That tank is a terrible example of what you want to do. Packed full of fish and most of them terrible tank mates.


----------



## BillD (May 17, 2005)

For what it is worth, a couple of years ago, someone traded a large Butt in at the local Big Al's. It was about 10 to 12" long, fat and healthy looking, and came from a 180. Since the tank was being shut down, all it's tank mates were also returned to the store. The tank mates were all platies, Very large platies. These were the largest platies I every saw, many of them being 3/4" thick from side to side and around 3+" long.They were so fat they looked like balloon platies.
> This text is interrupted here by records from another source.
PR #4498, opened 2025-02-13
Enhancement: refactor and unify checkFuseHealth implementation for all runtimes

Syspretor:
In the current code implementation, the runtime Interface requires each runtime to implement the `checkRuntimeHealth` interface, which is used to periodically verify whether the runtime is in a healthy state. Each runtime's implementation of this interface includes the `checkFuseHealth` method, which checks the health status of the fuse daemonset. However, there are currently two issues with the checkFuseHealth implementation:

1. Each runtime has redundantly implemented the `checkFuseHealth` method, but Fluid actually provides a common implementation for checkFuseHealth.
2. The fuse status affects the bound status of the Dataset. For example, if some pods of the Fuse daemonset are not Ready, it will cause the entire dataset to revert from **bound** to **failed** status, which is unreasonable.

This PR first **refactors the common checkFuseHealth implementation**. All runtimes now call this common function, and **the main logic is consolidated into this common function**. In this function, if the fuse daemonset status check fails, it will only result in a runtime warning event and will not cause the dataset to change to the failed status.

### DIFF
--- a/pkg/ctrl/fuse.go
+++ b/pkg/ctrl/fuse.go
@@ -27,82 +27,90 @@ import (
 	"github.com/fluid-cloudnative/fluid/pkg/utils"
 	"github.com/fluid-cloudnative/fluid/pkg/utils/kubeclient"
 	"github.com/pkg/errors"
-	appsv1 "k8s.io/api/apps/v1"
 	corev1 "k8s.io/api/core/v1"
 	"k8s.io/apimachinery/pkg/labels"
-	"k8s.io/apimachinery/pkg/types"
 	"k8s.io/client-go/tools/record"
 	"sigs.k8s.io/controller-runtime/pkg/client"
 )
 
 // CheckFuseHealthy checks the ds healthy with role
-func (e *Helper) CheckFuseHealthy(recorder record.EventRecorder, runtime base.RuntimeInterface,
-	currentStatus datav1alpha1.RuntimeStatus,
-	ds *appsv1.DaemonSet) (err error) {
-	var (
-		healthy             bool
-		unavailablePodNames []types.NamespacedName
-	)
-	if ds.Status.NumberUnavailable == 0 {
-		healthy = true
+func (e *Helper) CheckFuseHealthy(recorder record.EventRecorder, runtime base.RuntimeInterface, fuseName string) error {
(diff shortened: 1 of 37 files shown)


cheyang:
@Syspretor Please fix ut issue: https://github.com/fluid-cloudnative/fluid/actions/runs/13320691345/job/37204638529?pr=4498

pkg/ctrl/fuse.go
```diff
@@ -27,82 +27,89 @@ import (
...
-		unavailablePodNames []types.NamespacedName
-	)
-	if ds.Status.NumberUnavailable == 0 {
-		healthy = true
+func (e *Helper) CheckFuseHealthy(recorder record.EventRecorder, runtime base.RuntimeInterface, fuseName string) error {
+	currentStatus := runtime.GetStatus()
+
+	runtimeInfo := e.runtimeInfo
+	ds, err := kubeclient.GetDaemonset(e.client, fuseName, runtimeInfo.GetNamespace())
+	if err != nil {
```
cheyang, line 43: I suggest add logging before returning error:

```golang
e.Log.Error(err, "Failed to get DaemonSet", "fuseName", fuseName)
```

pkg/ctrl/fuse.go
```diff
@@ -27,82 +27,89 @@ import (
...
 				utils.UpdateRuntimeCondition(statusToUpdate.Conditions,
 					cond)
 		}
-		statusToUpdate.FusePhase = datav1alpha1.RuntimePhaseNotReady
+		statusToUpdate.FusePhase = runtimePhase
+		statusToUpdate.FuseNumberReady = int32(ds.Status.NumberReady)
+		statusToUpdate.FuseNumberAvailable = int32(ds.Status.NumberAvailable)
+		if !reflect.DeepEqual(*statusToUpdate, currentStatus) {
+			if err := retry.RetryOnConflict(retry.DefaultBackoff, func() (err error) {
+				return e.client.Status().Update(context.TODO(), runtime)
```
cheyang, line 70: I'm concerned that `RetryOnConflict` is used without incorporating the latest changes, it may repeatedly fail due to persistent conflicts.

cheyang (changes requested):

Apparenetly they got along without any issues.


----------



## Yael (Nov 25, 2012)

DJRansome said:


> Crocodile.


 :  lol:


----------



## Chromedome52 (Jul 25, 2009)

> Here is one video I found with a Tilapia Buttikoferi living with many *other *lake malawi cichlids


The fact that you posted in the Malawian section, combined with the above statement, suggests that you believe _T. buttikoferi _to be a Malawian Cichlid. It is a substrate spawning species from West Africa, and is not suited to the water conditions of the Rift Lakes. A single specimen eventually requires a very large tank for himself, just based on biomass/waste production. Non-Cichlid tankmates might be workable because they are not recognized as competitors, but should the Butthead turn out to be male, other Cichlids are 90% likely to be killed.


----------



## 1025667 (Dec 20, 2012)

I actually just brought him back today. He was about 5 inches and being VERY aggressive to my 3, 7 inch Blue Dolphins.


----------



## mjcolman56 (Nov 26, 2012)

I'm glad you took him back before it was too late.


----------



## ciclideos (Sep 19, 2014)

Crocodile? Someone has already thought of that


----------